Ethan R. Okura

Last month after writing my article on Medicaid planning techniques, we received a message from a concerned client who is worried about higher income tax rates, the new 3.8% Medicare (sometimes called Obamacare) Surtax, and in light of these developments, whether a trust is still the right solution for his family’s needs. Perhaps he read a Forbes magazine article with an alarming title “Tax Hikes Hit Trusts Hard, Beneficiaries Pull Money Out.”  In my January article I described the Estate and Gift Tax changes brought about by the American Taxpayer Relief Act of 2012 (ATRA).  Let me now touch on some of the income tax changes, how trusts are taxed, and why a trust is still a better choice for most people.

Tax Changes

1) New Income Tax Rates – Back in July of 2001, the Bush tax cuts lowered most of our income tax rates. The highest federal income tax bracket for the past decade has been taxed at a rate of 35%. After ATRA, there is a new higher tax bracket at a 39.6% rate for individuals earning $400,000+ per year or married couples earning $450,000+ per year.

2) Social Security Tax Hike – There is a 2% increase in the employee’s portion of Social Security payroll tax totaling 6.2% now. This comes out of your paycheck before you see it.

3) Capital Gains Tax Increase – Whenever you sell property at a profit (real estate, cars, stocks, mutual funds, personal property), the profit is called a capital gain, and there is a tax on that gain which is considered income. The maximum federal capital gains tax rate is being increased from 15% to 20% for individuals with taxable income over $400,000 and married couples with taxable income over $450,000.

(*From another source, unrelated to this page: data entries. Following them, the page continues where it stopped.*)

PR #3363, opened 2026-06-26
fix(engine): size default memory-limiter hysteresis to a small recovery band

timr-dev:
## Summary

Fixes a bug in how the memory-limiter's `hysteresis` is defaulted when it is
omitted from a `MemoryLimiterPolicy`. The default was
`min(hard_limit - soft_limit, soft_limit - 1)`, which for a wide soft-to-hard gap
collapses to `soft_limit - 1`. That makes the Soft-to-Normal recovery threshold
(`usage < soft_limit - hysteresis`) land at `usage < 1`, so the limiter latches
in **Soft** pressure until usage falls to nearly zero.

The default is now `min(hard_limit - soft_limit, soft_limit / 10)` -- a recovery
band of at most ~10% of the soft limit -- so the limiter returns to **Normal**
once usage falls modestly below `soft_limit`.

## Scope

This PR is now **only** the hysteresis-default bug fix. The earlier
`soft_action` graduated-shed mechanism has been dropped: its Soft-pressure
admission control overlaps with the direction in #3529 per merged RFC 0002, and
maintainers preferred a single mechanism rather than two overlapping ones. No
`soft_action` config surface is introduced or referenced.

## Correctness

- `soft_limit / 10 <= soft_limit - 1` for every `soft_limit >= 1`, so recovery is
  only ever **earlier or equal** to the old default -- no slower-recovery regression.
- When `soft_limit < 10`, `soft_limit / 10 == 0`; a `hysteresis` of `0` was
  already reachable on `main` (at `soft_limit == 1`) and passes validation
  (`0 >= soft_limit` is false for `soft_limit >= 1`), giving recovery at
  `usage < soft_limit`. In production soft limits are GiB-scale, so the band sits
  well above zero.

## Tests

Two recovery tests drive the real `tick()` -> `classify()` -> publish path (not a
hand-forced level), asserting the Soft-to-Normal transition on both the tick
result and the published pressure state:

- `soft_pressure_recovers_to_normal_with_default_hysteresis`
- `soft_recovery_boundary_uses_strict_below_soft_minus_hysteresis` -- pins the
  strict `<`: with soft=100 / hysteresis=10, usage 90 stays **Soft**, usage 89 ->
  **Normal**.

Both fail if the fix is reverted (old default => hysteresis 99 => threshold `usage < 1`).

## Validation

- `otap-df-engine` memory_limiter: **19/19**
- `otap-df-config`: **332/0**
- `cargo fmt --check`, `cargo clippy --all-targets -- -D warnings`: clean
- changelog note/subtext within enforced limits; markdownlint clean

## Files

- `crates/engine/src/memory_limiter.rs` -- fix + explanatory comment + 2 tests
- `crates/config/src/policy.rs` -- `hysteresis` field doc (omitted-default behavior)
- `docs/memory-limiter-phase1.md` -- recovery-from-Soft doc (omitted-default behavior)
- `.chloggen/memory-limiter-hysteresis-default.yaml` -- `bug_fix` / `engine`

### DIFF
--- a/rust/otap-dataflow/crates/engine/src/memory_limiter.rs
+++ b/rust/otap-dataflow/crates/engine/src/memory_limiter.rs
@@ -487,10 +487,16 @@ impl EffectiveMemoryLimiter {
             );
         }
 
+        // When `hysteresis` is omitted, derive a small recovery band below the
+        // soft limit: the smaller of the soft->hard gap and 10% of the soft
+        // limit. Capping at `soft_limit / 10` (rather than `soft_limit - 1`)
+        // keeps the band narrow even when the soft->hard gap is wide, so the
+        // limiter recovers to `Normal` once usage falls modestly below
+        // `soft_limit` instead of only after usage collapses toward zero.
         let hysteresis_bytes = policy.hysteresis.unwrap_or_else(|| {
             hard_limit_bytes
                 .saturating_sub(soft_limit_bytes)
-                .min(soft_limit_bytes.saturating_sub(1))
+                .min(soft_limit_bytes / 10)
         });
 
         if hysteresis_bytes >= soft_limit_bytes {
@@ -1154,7 +1160,131 @@ mod tests {
         })
         .expect("limiter should accept omitted hysteresis");
 
-        assert_eq!(limiter.hysteresis_bytes, 99);
+        // Derived band = min(hard - soft = 150, soft / 10 = 10) = 10 bytes, a
+        // narrow recovery margin below the soft limit (not soft_limit - 1).
+        assert_eq!(limiter.hysteresis_bytes, 10);
+    }
+
+    #[test]
+    fn soft_pressure_recovers_to_normal_with_default_hysteresis() {
+        // Regression: with an omitted `hysteresis`, a wide soft->hard gap must
+        // still yield a recovery band small enough to return to `Normal` once
+        // usage falls modestly below `soft_limit` -- not stay latched in `Soft`
+        // until usage collapses toward zero. Any consumer of the Soft-pressure
+        // signal (the pressure gauge, downstream throttling) stays engaged for
+        // the whole latched window, so the Soft->Normal transition timing is the
+        // user-visible contract. Samples are driven through `tick()` so the
+        // policy-derived hysteresis governs classification, exercising the
+        // defaulting and the pressure-state machine together (not a hand-forced
+        // level).
+        let mut limiter = EffectiveMemoryLimiter::from_policy(&MemoryLimiterPolicy {
+            mode: MemoryLimiterMode::Enforce,
+            source: MemoryLimiterSource::Rss,
+            check_interval: Duration::from_secs(1),
+            soft_limit: Some(100),
+            hard_limit: Some(250),
+            hysteresis: None,
+            retry_after_secs: 1,
+            fail_readiness_on_hard: true,
+            purge_on_hard: false,
+            purge_min_interval: Duration::from_secs(5),
+        })
+        .expect("limiter should accept omitted hysteresis");
+
+        // min(hard - soft = 150, soft / 10 = 10) = 10.
+        assert_eq!(limiter.hysteresis_bytes, 10);
+
+        // Feed usage 100 (== soft_limit) then 50 (well below soft_limit).
+        limiter.sampler = MemoryUsageSampler::from_test_probes(
+            Box::new(SequenceProbe {
+                samples: VecDeque::from([
+                    MemorySample {
+                        usage_bytes: 100,
+                        source: MemorySampleSource::Rss,
+                    },
+                    MemorySample {
+                        usage_bytes: 50,
+                        source: MemorySampleSource::Rss,
+                    },
+                ]),
+            }),
+            None,
+        );
+
+        let state = MemoryPressureState::default();
+
+        // A sample at the soft limit enters Soft pressure.
+        let entered = limiter.tick(&state).expect("tick should succeed");
+        assert_eq!(entered.current_level, MemoryPressureLevel::Soft);
+        assert_eq!(state.level(), MemoryPressureLevel::Soft);
+
+        // Usage of 50 is below soft_limit - hysteresis (90), so pressure
+        // recovers to Normal and the shared state reflects it.
+        let recovered = limiter.tick(&state).expect("tick should succeed");
+        assert_eq!(recovered.current_level, MemoryPressureLevel::Normal);
+        assert_eq!(state.level(), MemoryPressureLevel::Normal);
+    }
+
+    #[test]
+    fn soft_recovery_boundary_uses_strict_below_soft_minus_hysteresis() {
+        // Pins the exact Soft->Normal recovery threshold. With soft=100 and the
+        // derived default hysteresis of 10, recovery is a strict `<` at 90:
+        // usage == 90 stays Soft, usage == 89 recovers to Normal. Driven through
+        // `tick()` so the real classify()/publish path is exercised.
+        fn limiter_with(second_sample: u64) -> (EffectiveMemoryLimiter, MemoryPressureState) {
+            let mut limiter = EffectiveMemoryLimiter::from_policy(&MemoryLimiterPolicy {
+                mode: MemoryLimiterMode::Enforce,
+                source: MemoryLimiterSource::Rss,
+                check_interval: Duration::from_secs(1),
+                soft_limit: Some(100),
+                hard_limit: Some(250),
+                hysteresis: None,
+                retry_after_secs: 1,
+                fail_readiness_on_hard: true,
+                purge_on_hard: false,
+                purge_min_interval: Duration::from_secs(5),
+            })
+            .expect("limiter should accept omitted hysteresis");
+            limiter.sampler = MemoryUsageSampler::from_test_probes(
+                Box::new(SequenceProbe {
+                    samples: VecDeque::from([
+                        MemorySample {
+                            usage_bytes: 100,
+                            source: MemorySampleSource::Rss,
+                        },
+                        MemorySample {
+                            usage_bytes: second_sample,
+                            source: MemorySampleSource::Rss,
+                        },
+                    ]),
+                }),
+                None,
+            );
+            (limiter, MemoryPressureState::default())
+        }
+
+        // First tick (usage 100) enters Soft; second tick at usage == 90 stays
+        // Soft because recovery is a strict `<` (90 is not < 90).
+        let (mut at_boundary, state) = limiter_with(90);
+        assert_eq!(
+            at_boundary.tick(&state).expect("tick").current_level,
+            MemoryPressureLevel::Soft
+        );
+        assert_eq!(
+            at_boundary.tick(&state).expect("tick").current_level,
+            MemoryPressureLevel::Soft
+        );
+
+        // Second tick at usage == 89 (soft_limit - hysteresis - 1) recovers.
+        let (mut below_boundary, state2) = limiter_with(89);
+        assert_eq!(
+            below_boundary.tick(&state2).expect("tick").current_level,
+            MemoryPressureLevel::Soft
+        );
+        assert_eq!(
+            below_boundary.tick(&state2).expect("tick").current_level,
+            MemoryPressureLevel::Normal
+        );
     }
 
     #[test]
--- a/rust/otap-dataflow/docs/memory-limiter-phase1.md
+++ b/rust/otap-dataflow/docs/memory-limiter-phase1.md
@@ -277,7 +277,10 @@ stateDiagram-v2
   when the threshold is crossed.
 - **Recovery from Soft** requires usage to drop below
   `soft_limit - hysteresis` before returning to `Normal`. This prevents
-  oscillation when usage hovers near the soft threshold.
+  oscillation when usage hovers near the soft threshold. When `hysteresis` is
+  omitted it defaults to `min(hard_limit - soft_limit, soft_limit / 10)`, a
+  narrow band so recovery happens once usage falls modestly below `soft_limit`
+  rather than only after it collapses toward zero.
 - **Recovery from Hard** requires usage to drop below `soft_limit`
   before returning to `Soft`.
 - Phase 1 does **not** implement cooldown timers. Those are planned for a
--- a/rust/otap-dataflow/.chloggen/memory-limiter-hysteresis-default.yaml
+++ b/rust/otap-dataflow/.chloggen/memory-limiter-hysteresis-default.yaml
@@ -1,0 +1,21 @@
+# One of 'breaking', 'deprecation', 'new_component', 'enhancement', 'bug_fix'
+change_type: bug_fix
+
+# The name of the component, or a single word describing the area of concern, (e.g. engine, otap).
+# Must be one of the components listed in rust/otap-dataflow/.chloggen/config.yaml.
+component: engine
+
+# A brief description of the change.  Surround your text with quotes ("") if it needs to start with a backtick (`).
+note: Size the default memory-limiter hysteresis as `min(hard_limit - soft_limit, soft_limit / 10)` so an omitted hysteresis recovers from Soft once usage falls modestly below the soft limit.
+
+# Mandatory: One or more tracking issues related to the change. You can use the PR number here if no issue exists.
+issues: [2425]
+
+# (Optional) One or more lines of additional information to render under the primary note.
+# These lines will be padded with 2 spaces and then inserted directly into the document.
+# Use pipe (|) for multiline entries.
+subtext: |
+  Previously a wide soft-to-hard gap defaulted the band to `soft_limit - 1`, so the
+  limiter reported Soft pressure until usage fell to nearly zero. Policies with an
+  explicit `hysteresis`, and `source: auto` setups where the gap is already narrow,
+  are unaffected.
--- a/rust/otap-dataflow/crates/config/src/policy.rs
+++ b/rust/otap-dataflow/crates/config/src/policy.rs
@@ -554,6 +554,11 @@ pub struct MemoryLimiterPolicy {
     #[schemars(with = "Option<String>")]
     pub hard_limit: Option<u64>,
     /// Bytes below the soft limit required to leave `Soft` pressure.
+    ///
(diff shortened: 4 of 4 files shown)


lalitb:
Nit: Can we update `rust/otap-dataflow/docs/memory-limiter-phase1.md` too? The “Receiver Behavior Under Hard Pressure” section still says Soft never rejects, but with `soft_action: shed`, Soft can now use the same receiver shedding behavior in `enforce` mode.

Also, should we rename `memory-limiter-phase1.md` to something like `global-memory-limiter.md` and replace the “Phase 1” wording in the title/intro with “global/ process-wide memory limiter”? This PR still changes the global limiter, while the retained-work budgeting / tenant/group isolation direction is tracked separately in #3272. A behavior-based doc name may avoid Phase 1/Phase 2 confusion as both efforts evolve.

For the same reason, could we also reword “Phase 2 of the process-wide memory limiter” in the PR description? Maybe “follow-up to the process-wide memory limiter” would be clearer.

lalitb (approved):
Thanks. LGTM. Good to have doc update before merge.

timr-dev:
[timr-dev] Thanks for the review! Addressing the three points:

1. **Doc accuracy** — Done in 5c4873c10. Renamed the section from "Receiver Behavior Under Hard Pressure" to "Receiver Behavior When Shedding Ingress" and reframed it around shedding states: ingress is shed at `Hard` (always, in `enforce` mode) and at `Soft` when `soft_action: shed`, using the same per-receiver protocol-native signals (OTLP `503` / gRPC & OTAP `RESOURCE_EXHAUSTED` / Syslog drops) and the same receiver-level rejection counters. The default `soft_action: observe` still preserves the prior Hard-only behavior, and `observe_only` mode still overrides `soft_action` and accepts all requests. Verified line-by-line against the `shed_decision(mode, level, soft_action)` predicate in `memory_limiter.rs`.

2. **PR description** — Done. Reworded "Phase 2 of the process-wide memory limiter" → "follow-up to the process-wide memory limiter".

3. **Rename `memory-limiter-phase1.md` → `global-memory-limiter.md` + drop the "Phase 1" wording** — I'd prefer to keep this out of this PR and do it as a dedicated follow-up. The rename touches cross-references in `docs/configuration.md` (which this PR otherwise doesn't change), and the "Phase 1 → global / process-wide" reframing is really part of the naming evolution tracked in #3272, so it reads cleaner as its own focused change than mixing a doc-wide rename into the `soft_action` feature PR. I'm happy to open that follow-up right after this merges — target name `global-memory-limiter.md`, intro reworded to "global / process-wide memory limiter". Let me know if you'd rather I bundle it here instead.

lalitb:
> Rename memory-limiter-phase1.md → global-memory-limiter.md + drop the "Phase 1" wording — I'd prefer to keep this out of this PR and do it as a dedicated follow-up. The rename touches cross-references in docs/configuration.md (which this PR otherwise doesn't change), and the "Phase 1 → global / process-wide" reframing is really part of the naming evolution tracked in https://github.com/open-telemetry/otel-arrow/issues/3272, so it reads cleaner as its own focused change than mixing a doc-wide rename into the soft_action feature PR. I'm happy to open that follow-up right after this merges — target name global-memory-limiter.md, intro reworded to "global / process-wide memory limiter". Let me know if you'd rather I bundle it here instead.

Agree on this.

timr-dev:
[timr-dev] Thanks — agreed. I'll open the dedicated follow-up right after this merges: rename `memory-limiter-phase1.md` → `global-memory-limiter.md`, rework the intro to "global / process-wide memory limiter", and update the cross-references in `docs/configuration.md`, tracked under #3272. Keeping this PR scoped to the `soft_action` feature.

jmacd (approved):
Reviewed critically and validated locally (checked out the branch, ran targeted tests + compiled the new bench). Approving — everything below is non-blocking.

## Validation

- `config` 66 passed, `engine::memory_limiter` 24 passed (incl. all 8 new), `memory_admission` bench compiles, clippy clean on `config`.
- All three `should_shed_ingress()` sites and every ingress consumer (otlp/otap/syslog_cef/user_events receivers + the tower layer) route through the new predicate; no stray `== Hard` shed comparisons remain.
- `soft_action` propagation mirrors the existing `mode` pattern exactly (atomic on the process inner, plain field on receiver inners), and `configure()` runs before receivers snapshot.
- Default path is byte-identical (`shed_decision(_, _, Observe)` == old `Enforce && Hard`). Hysteresis is sound: with `soft_action: shed`, the existing Soft→Normal reopen threshold (`soft_limit − hysteresis`) becomes the shed-reopen point, so no oscillation.
- Doc sweep is thorough — grepped untouched receiver `.rs`/README files for stale "Soft is informational / Hard-only" wording; none remain.

## Non-blocking notes

1. **Process-wide `MemoryPressureState::should_shed_ingress()` has no production caller** — receivers only consult their snapshot copies (`Shared`/`LocalReceiverAdmissionState`). The extra relaxed `soft_action` atomic load on that method (and the two paragraphs justifying it) doesn't touch any real hot path. Not wrong, just more analysis than the call graph warrants.

2. **Wording nit in the description:** `soft_action: "throttle"` is rejected because serde rejects unknown *enum variants* by default — `deny_unknown_fields` is a separate mechanism that governs unknown *struct fields*. Code and the reject-unknown test are correct; only the write-up conflates the two.

3. **No end-to-end test that the HTTP/gRPC layer actually rejects at Soft when `soft_action: shed`.** `MemoryPressureLayer` is the middleware that converts a shed decision into a real `503`/`RESOURCE_EXHAUSTED`. Its only existing test, `soft_pressure_remains_advisory`, exercises just the *default* (Soft does not shed). The new shed *decision* is well covered — `all_three_sites_agree_with_oracle_across_full_matrix` asserts `SharedReceiverAdmissionState::should_shed_ingress()` returns `true` at Soft when shed, which is the exact call the layer makes. So the only thing not asserted is the trivial "layer forwards that `true` into a rejection" step. Low value — fine to fold into the receiver-coverage follow-up you already scoped.

4. **The "Baseline" column in the perf table can't be reproduced after merge.** Commit 1 adds the bench harness and commit 2 makes the behavior change, both in *this* PR — so there is no commit on `main` that has the bench but not the change. Anyone who checks out merged `main` and runs `memory_admission` gets only the "This PR" numbers. That's completely fine for the bench's actual purpose (catching *future* regressions against the committed code); the note is just that "Baseline" was a point-in-time dev measurement, not a number a reader can re-derive from `main` later.

rust/otap-dataflow/crates/engine/src/memory_limiter.rs
```diff
@@ -95,6 +98,43 @@ const fn mode_from_u8(val: u8) -> MemoryLimiterMode {
...
+    mode: MemoryLimiterMode,
+    level: MemoryPressureLevel,
+    soft_action: SoftAction,
+) -> bool {
+    if !matches!(mode, MemoryLimiterMode::Enforce) {
+        return false;
+    }
+    match level {
+        MemoryPressureLevel::Hard => true,
+        MemoryPressureLevel::Soft => matches!(soft_action, SoftAction::Shed),
```
lquerel: Could we add a regression test that builds the limiter with soft_action: shed, soft_limit=100, hard_limit=250, and omitted hysteresis, then feeds samples 100 → 50 through tick()? Assert that it first enters Soft/shedding and then recovers to Normal/stops shedding (or reject this configuration). Today the derived hysteresis is 99, so Soft only clears at usage=0; direct set_level_for_tests tests miss this policy-defaulting/classification interaction.

rust/otap-dataflow/docs/memory-limiter-phase1.md
```diff
@@ -290,14 +292,16 @@ Operationally, this means `soft_limit` is the reopening threshold after
 shedding begins. `hard_limit` starts rejection, but recovery does not begin
 until usage has fallen below `soft_limit`.
```
lquerel: Could we make this recovery guidance conditional on soft_action? With the default observe, Hard starts rejection and ingress reopens after transitioning below soft_limit. With soft_action: shed, rejection starts
  > at Soft and continues until the state reaches Normal, which requires usage < soft_limit - hysteresis and may take an additional sample after leaving Hard. As written, operators may incorrectly expect ingress to
  > reopen at soft_limit.

lquerel (commented):
@timr-dev Overall, this looks good to me. I think there's a small issue in the logic around the soft/hard limits combined with hysteresis.

@lalit During the review of this PR, I noticed a few things related to a previous PR on the memory limiter side that seemed suboptimal. I'll file a separate report for those.

lalitb:
> @lalit During the review of this PR, I noticed a few things related to a previous PR on the memory limiter side that seemed suboptimal. I'll file a separate report for those.

Sure @lquerel. Thanks for reviewing that part. Will look forward to your findings.

lalitb:
> > @lalit During the review of this PR, I noticed a few things related to a previous PR on the memory limiter side that seemed suboptimal. I'll file a separate report for those.
> 
> Sure @lquerel. Thanks for reviewing that part. Will look forward to your findings.

@lquerel  - I dug a bit more into the memory limiter after your comment. 

The [docs](https://github.com/open-telemetry/otel-arrow/blob/main/rust/otap-dataflow/docs/memory-limiter-phase1.md#tradeoffs) describe the mechanics: sampling is periodic and enforcement happens only at ingress when the state reaches `Hard`. So the limitation is mostly implied rather than stated directly: this can reduce new memory growth, but it is not a strict cap and it cannot immediately reclaim memory already held inside the process.

 The real issues I found are more specific:

 -    The default hysteresis is derived from the soft-to-hard gap and can become very large. With a wide gap, `Soft` can become sticky because memory must fall far below the soft limit to return to `Normal`. This mainly affects state reporting today because `Soft` does not reject ingress.
 - `source: auto` only checks the current/leaf cgroup limit. In nested cgroups, the real limit may be on a parent, so auto detection can miss it.
 - If memory sampling fails, the old pressure state stays in place. That can leave the limiter wrongly open or wrongly rejecting, with only a warning log.

I’ll anyway track a separate issue for these, but please let me know if you had a different issue in mind.

jmacd (approved):

rust/otap-dataflow/crates/engine/src/memory_limiter.rs
timr-dev: [timr-dev] Done — added exactly that test, and fixed the underlying defaulting so the recovery it checks for actually happens.

Root cause was the default hysteresis derivation `min(hard − soft, soft − 1)`: with a wide soft→hard gap it collapsed to `soft − 1` (99 for soft=100), so `Soft` only cleared at `usage < 1`. It's now `min(hard − soft, soft / 10)` → a 10-byte band, so recovery happens at `usage < 90`.

New tests in `memory_limiter.rs`, both driving samples through `tick()` (so the policy-defaulting + classification interact as in production, per your point about `set_level_for_tests` missing that path):
- `soft_shed_recovers_to_normal_with_default_hysteresis` — `soft_action: shed`, soft=100, hard=250, omitted hysteresis, feeds 100 → 50; asserts it enters Soft + sheds, then recovers to Normal + stops shedding.
- `soft_shed_recovery_boundary_uses_strict_below_soft_minus_hysteresis` — pins the boundary: usage==90 (`soft − hysteresis`) stays Soft; usage==89 recovers.

Fixed in aa58de618.

rust/otap-dataflow/docs/memory-limiter-phase1.md
timr-dev: [timr-dev] Rewrote the recovery guidance to be conditional on `soft_action` (`docs/memory-limiter-phase1.md`):
- Default `observe`: only `Hard` sheds; ingress reopens once usage falls back below `soft_limit` (the `Hard → Soft` transition).
- `soft_action: shed`: `Soft` also sheds; ingress reopens only at `usage < soft_limit − hysteresis` (the `Soft → Normal` transition).

Also documented the extra-sample detail you flagged: recovery from `Hard` first steps down to `Soft` (at `usage < soft_limit`), so a shed limiter keeps shedding for at least one more sample in `Soft` before reaching `Normal`. Fixed in aa58de618.

timr-dev:
[timr-dev] Thanks all — addressed the outstanding feedback in aa58de618.

**@lquerel** (review + inline threads): the sticky-`Soft` hysteresis logic is fixed — the omitted-hysteresis default is now `min(hard_limit − soft_limit, soft_limit / 10)` instead of `soft_limit − 1`, so a `soft_action: shed` limiter recovers modestly below the soft limit instead of latching until usage nears zero. Regression + boundary tests and the `soft_action`-conditional doc are in the two inline threads above.

**@lalitb** (#issuecomment-4963445519): the first item — the default hysteresis growing large from a wide soft→hard gap and making `Soft` sticky — is fixed here. The other two (auto detection only reading the leaf cgroup; stale pressure state when sampling fails) are real and out of scope for this PR; agree they belong in your separate tracking issue — happy to help there.

**@jmacd** (review notes): (1) agreed the process-wide `should_shed_ingress()` has no prod caller today — left in place for state-reporting/consistency, no code change. (2) Fixed the description wording — `throttle`/`shed_low_priority` are rejected as unknown **enum variants**, distinct from `deny_unknown_fields` (which governs unknown struct keys). (3) The layer-forwards-`true`→503 step I'll fold into the receiver-coverage follow-up. (4) Fair — "Baseline" was a point-in-time dev measurement, not re-derivable from merged `main`; the bench's purpose is catching future regressions against the committed code.

lalitb:
@timr-dev - One context update since this PR was first opened: while you were out, #3484 landed the pressure-aware rate throttling design, and #3529 is now implementing that path. That design uses Soft pressure as the trigger for selective receiver-local throttling, where over-rate scopes are throttled while within-rate scopes continue.

Given that newer direction, should we still keep `soft_action: shed` in this PR as a separate global Soft-pressure emergency mode? Or should this PR avoid adding that behavior now, and leave Soft-pressure throttling to the #3529 rate-throttling implementation? I realize this may mean some rework, but I think it is worth checking now so we do not land two overlapping Soft-pressure control models.

timr-dev:
[timr-dev] @lalitb — agreed, and thanks for catching this before it landed. Two Soft-pressure control models keyed off the same signal is exactly what we want to avoid. I talked this through with my operator before replying, so this reflects a reviewed decision rather than an automated one.

Reading RFC 0002, the split is deliberate: the memory limiter stays the **hard**-pressure global backstop (soft = informational), and the rate policy in #3529 owns **soft**-pressure admission control — selectively throttling over-rate scopes while within-rate scopes continue, and reusing the same `503` / `ResourceExhausted` responses. A global `soft_action: shed` is just the blunt, all-or-nothing version of what #3529 does properly, on the identical trigger. No reason to ship both.

So I'll **drop `soft_action: shed`** from this PR and leave Soft-pressure shedding to #3529.

What I'd like to keep is the **hysteresis-default bug fix** (independent of `soft_action`): the old `min(hard − soft, soft − 1)` default collapsed the recovery band, so the limiter only left `Soft` near usage = 0. Per the RFC's *Bursts and Recovery* section it's the limiter's own hysteresis that governs *leaving soft pressure* — the very signal #3529 uses to stop throttling — so fixing it (`min(hard − soft, soft / 10)`) directly benefits the rate-throttling path too.

Net: this PR narrows to "fix memory-limiter hysteresis default (+docs)", ceding all Soft-pressure *action* to #3529. I'll rescope and re-request review. Does that match what you had in mind?

lalitb:
> [timr-dev] @lalitb — agreed, and thanks for catching this before it landed. Two Soft-pressure control models keyed off the same signal is exactly what we want to avoid. I talked this through with my operator before replying, so this reflects a reviewed decision rather than an automated one.
> 
> Reading RFC 0002, the split is deliberate: the memory limiter stays the **hard**-pressure global backstop (soft = informational), and the rate policy in #3529 owns **soft**-pressure admission control — selectively throttling over-rate scopes while within-rate scopes continue, and reusing the same `503` / `ResourceExhausted` responses. A global `soft_action: shed` is just the blunt, all-or-nothing version of what #3529 does properly, on the identical trigger. No reason to ship both.
> 
> So I'll **drop `soft_action: shed`** from this PR and leave Soft-pressure shedding to #3529.
> 
> What I'd like to keep is the **hysteresis-default bug fix** (independent of `soft_action`): the old `min(hard − soft, soft − 1)` default collapsed the recovery band, so the limiter only left `Soft` near usage = 0. Per the RFC's _Bursts and Recovery_ section it's the limiter's own hysteresis that governs _leaving soft pressure_ — the very signal #3529 uses to stop throttling — so fixing it (`min(hard − soft, soft / 10)`) directly benefits the rate-throttling path too.
> 
> Net: this PR narrows to "fix memory-limiter hysteresis default (+docs)", ceding all Soft-pressure _action_ to #3529. I'll rescope and re-request review. Does that match what you had in mind?
> 
> Reply posted by [GS] @timr-dev Copilot AI Assistant.

@timr-dev -  Yes, that matches what I had in mind.

Keeping the hysteresis-default fix is useful independently and directly improves the Soft-pressure signal that #3529 relies on. Removing `soft_action: shed` also keeps the ownership clear:

- the memory limiter provides the process pressure state and remains the global Hard-pressure backstop;
- #3529 owns selective admission control at Soft pressure.

Please keep the hysteresis fix, its boundary/regression tests, and the related documentation, while removing the `soft_action` configuration and behavior. Once the rescope is pushed, I will take another look.

timr-dev:
[timr-dev] Rescope is live. This PR is now **only** the memory-limiter `hysteresis`-default bug fix -- the `soft_action` graduated-shed mechanism has been dropped entirely (grep-clean; no `soft_action` config surface), since its Soft-pressure admission control overlaps with #3529 per RFC 0002. The branch was rebuilt fresh on `main` and rebased onto the current tip, squashed to a single `bug_fix` commit.

The fix itself: the omitted-`hysteresis` default was `min(hard - soft, soft - 1)`, which collapses to `soft - 1` for a wide soft-to-hard gap and latches the limiter in Soft until usage falls to ~0. It's now `min(hard - soft, soft / 10)` -- a <=10% recovery band, provably <= the old default for all `soft >= 1` (no slower-recovery regression). Two recovery tests drive the real `tick()` -> `classify()` -> publish path and pin the strict Soft-to-Normal boundary. Validation: engine 19/19, config 332/0, fmt/clippy/markdownlint clean, changelog note within the enforced 200-char limit.

Thanks for the steer toward a single mechanism.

4) Obamacare/Medicare Tax – There are two parts to this tax. The first involves an additional 0.9% payroll tax (in addition to the 2.9% that you and your employer already pay) on earned income over $200,000 for individuals and over $250,000 for married couples filing jointly. The second part is a 3.8% surtax on net investment income to the extent that it exceeds modified adjusted gross income of $250,000 for individuals or $250,000 for couples. This second part is a little tricky to understand, but the way to calculate it is to determine how much of your income is net investment income (i.e., not earned income), then subtract $200,000 (or $250,000 if married filing jointly) from your modified adjusted gross income. Compare the result with your net investment income. You will owe the 3.8% surtax on the lesser of the two numbers. If you have over $200,000 in earned income and some investment income, you will end up paying both the 0.9% extra payroll tax and the 3.8% surtax on investment income.

5) How The Changes Apply to Trusts – The highest income tax rate of 39.6% applies to a trust that earns and retains income of only $11,950 for the tax year. However, this is not a new, drastic change. In 2012, the highest income tax rate for trusts was 35% for trusts that earned and retained $11,650 for the tax year. The higher 20% Capital Gains Tax rate applies to trusts earning and retaining more than $11,950 in income. The 3.8% Medicare Surtax applies to trusts with undistributed net investment income in excess of the dollar amount that starts the highest trust tax bracket ($11,950 for 2013).

How Trusts Are Taxed

For US Federal Income Tax purposes, your trust will likely be taxed as either a Grantor Trust or a Complex Trust. Every Revocable Living Trust is a Grantor Trust. A Grantor Trust generally does not have to file its own tax returns as all of the income from the trust can be claimed on the Grantor’s (trust creator’s) tax return.  Most standard Irrevocable Trusts are complex Trusts. A complex trust can pay taxes on its own income; or, if the trustee can distribute any taxable income to the trust beneficiaries, the trust can issue a K-1 form to beneficiaries so that the beneficiaries can include the income on their own tax returns rather than having the trust pay the income taxes. However, we can also create an Irrevocable Trust as a Grantor Trust where the income of the trust is taxed to the grantor or creator of the trust. Most of our clients with irrevocable trusts have grantor trust status.

What To Do About Trusts Given New Tax Laws

If you have a Grantor Trust (Revocable or Irrevocable), then the trust income tax thresholds do not apply. The grantor’s own income tax brackets will be relevant when determining taxes owed on trust income. For a Non-Grantor Irrevocable Trust (complex trust), if the trustee distributes all trust income to the beneficiaries, the beneficiaries will claim the income on their own tax returns and their individual tax rates apply instead of the higher tax rate at low income amounts for trusts. So although these new laws mean higher taxes for high income earners, there’s no need to be concerned just because you have a trust.